I finished the second semester, and waited on my grades to arrive in the mail. About the middle of June 1966, they came. There it was in the bottom right hand corner, the word that would forever change my life.

“DROP”

I flunked out of Purdue.

That was the day my life stopped.

Wait. Is that being overly dramatic? People do occasionally flunk out of college. That doesn’t mean their life stops. Life goes on. You just pick yourself up, dust yourself off, and start all over again.

Isn’t that the way it works?

For me, it didn’t work that way.

I played the blame game. My parents didn’t do enough to help me find an occupation. My high school counselor didn’t do enough counselling. My teachers didn’t challenge me.

The final responsibility for my college success or failure rested with me. When I started having trouble, I should have contacted my counsellor for help. I didn’t. I didn’t tell anyone nor did I ask anyone for help or suggestions for getting help.

My failure was my fault.

“DROP”

I know I let my parents down. They were both college graduates. I was embarrassed when I told friends and family what happened. My plan was to enroll in another college in the fall. I found out colleges don’t take students who have just flunked out of another college.

My life was grinding to a halt. I was frozen. I had no idea what to do. This was the summer of 1966. President Lyndon Johnson announced the largest military draft since World War II. Afraid of being drafted and ending up in the infantry, I enlisted for three years in the Army. Away I went.

In September 1969 I was discharged and entered Indiana State University. My major? I didn’t have one. During the three years I spent in the Army I made no plans for my future other than deciding to go back to college. A college degree was supposed to be the ticket to a successful life.

“DROP”

It still haunted me.

Going to college without career counselling is like going to the grocery store without a shopping list. When you checkout you’ve rolled the dice on next week’s meals.

You don’t want to roll the dice on your future.

“DROP”

It was still casting a very long shadow on my life.

I graduated from Indiana State in 1972. I had a double major in Business and Economics. My business major did not focus on a particular area. I still didn’t know what I wanted to do with my life.

Forty-nine years have passed since “DROP” walked into my life. I should have kicked it out long ago. I didn’t know how.

I gave myself a life sentence of being overly cautious in some areas of my life. Then I would rebel against my cautiousness by making decisions that were not clearly thought out.

So what did I learn from “DROP”?

First, when trouble comes help is usually available. Find it. Ask for it. Accept it. None of us has all the answers.

Second, when life decides to “DROP” you, make up your mind you can start over. Never let “DROP” have permanent control of your life.
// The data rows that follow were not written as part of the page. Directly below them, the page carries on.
PR #3571, opened 2024-03-14
ENH: Add ax option to heatmap plotting function

sroener:
## Overview

Addresses #3544 and contributes to #3411 

- changes `mean()` to `sum()` in the f(x) calculation performed in the heatmap plotting function. This is a better representation of how SHAP workes, but does not change the general functionality
- Adds `ax` argument to heatmap mapping function, including documentation and return statement

## Checklist

### DIFF
--- a/shap/plots/_heatmap.py
+++ b/shap/plots/_heatmap.py
@@ -136,7 +136,7 @@ def heatmap(shap_values, instance_order=Explanation.hclust(), feature_values=Exp
 
     # plot the f(x) line chart above the heat map
     ax.axhline(-1.5, color="#aaaaaa", linestyle="--", linewidth=0.5)
-    fx = values.T.mean(0)
+    fx = values.T.sum(0)
     ax.plot(
         -fx / np.abs(fx).max() - 1.5,
         color="#000000",
--- a/shap/plots/_heatmap.py
+++ b/shap/plots/_heatmap.py
@@ -10,7 +10,7 @@ from ._utils import convert_ordering
 
 def heatmap(shap_values, instance_order=Explanation.hclust(), feature_values=Explanation.abs.mean(0),
             feature_order=None, max_display=10, cmap=colors.red_white_blue, show=True,
-            plot_width=8):
+            plot_width=8, ax=None):
     """Create a heatmap plot of a set of SHAP values.
 
     This plot is designed to show the population substructure of a dataset using supervised
@@ -46,8 +46,11 @@ def heatmap(shap_values, instance_order=Explanation.hclust(), feature_values=Exp
         Setting this to ``False`` allows the plot
         to be customized further after it has been created.
 
-    plot_width: int, default 8
+    plot_width : int, default 8
         The width of the heatmap plot.
+
+    ax : matplotlib Axes
+        Axes object to draw the plot onto, otherwise uses the current Axes.
 
     Examples
     --------
@@ -98,8 +101,9 @@ def heatmap(shap_values, instance_order=Explanation.hclust(), feature_values=Exp
 
     # define the plot size based on how many features we are plotting
     row_height = 0.5
-    pl.gcf().set_size_inches(plot_width, values.shape[1] * row_height + 2.5)
-    ax = pl.gca()
+    if ax is None:
+        pl.gcf().set_size_inches(plot_width, values.shape[1] * row_height + 2.5)
+        ax = pl.gca()
 
     # plot the matrix of SHAP values as a heat map
     vmin, vmax = np.nanpercentile(values.flatten(), [1, 99])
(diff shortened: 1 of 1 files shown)


sroener:
@connortann please have a look at the Pull Request and the workflows. 

I tried to keep the API changes as minimal as possible. I would like to change how the f(x) graph is plotted, but I will open a new issue for that and would like to discuss if my approach to that would be fitting the general design decisions of the project.

shap/plots/_heatmap.py
```diff
@@ -46,9 +46,12 @@ def heatmap(shap_values, instance_order=Explanation.hclust(), feature_values=Exp
         Setting this to ``False`` allows the plot
         to be customized further after it has been created.
 
-    plot_width: int, default 8
+    plot_width : int, default 8
         The width of the heatmap plot.
 
+    ax : matplotlib Axes
+        Axes object to draw the plot onto, otherwise uses the current Axes.
+
```
connortann, line 54: Suggest adding the new return value to the doscstring:

```
    Returns
    -------
    ax: matplotlib Axes
        Returns the Axes object with the plot drawn onto it.
```

shap/plots/_heatmap.py
```diff
@@ -178,3 +182,5 @@ def heatmap(shap_values, instance_order=Explanation.hclust(), feature_values=Exp
 
     if show:
         pl.show()
+
+    return ax
```
connortann, line 191: The bar plot currently has this behaviour, only returning `ax` if `show=False`:

```python
    if show:
        pl.show()
    else:
        return ax
```

Any thoughts @CloseChoice on which convention is better? I'm happy with either, but we should probably be consistent. I think we should also be mindful to minimise breaking changes wherever possible.

shap/plots/_heatmap.py
sroener: Good suggestion, already pushed.

shap/plots/_heatmap.py
sroener: Maybe I can add my thoughts. When I use shap in jupyter notebooks/lab, the default is to automatically show plots created by Matplotlib/Seaborn. For me,  the pl.show() approach without returning an ax was irritating because it always took a bit of extra code to get the figure for saving. 

In contrast, when the ax is returned, I can get both the ax/fig for saving and I can see the plot.

CloseChoice: Isn't the figure shown twice in notebooks if we do 
```python
if show:
    pl.show()
return ax
```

Finally, no one ever wins the blame game. Whether it’s your fault, your parents’ fault, your teachers’ fault, your boss’s fault, or anyone else’s fault, rarely is anything gained from pointing fingers. More often than not, time has been wasted.

“DROP” still knocks at my door, and sometimes I let it in. Many times I wonder how my life would have been different if I would have just asked for help during my first year of college. But there’s no point in trying to relive the past. I can only learn from it.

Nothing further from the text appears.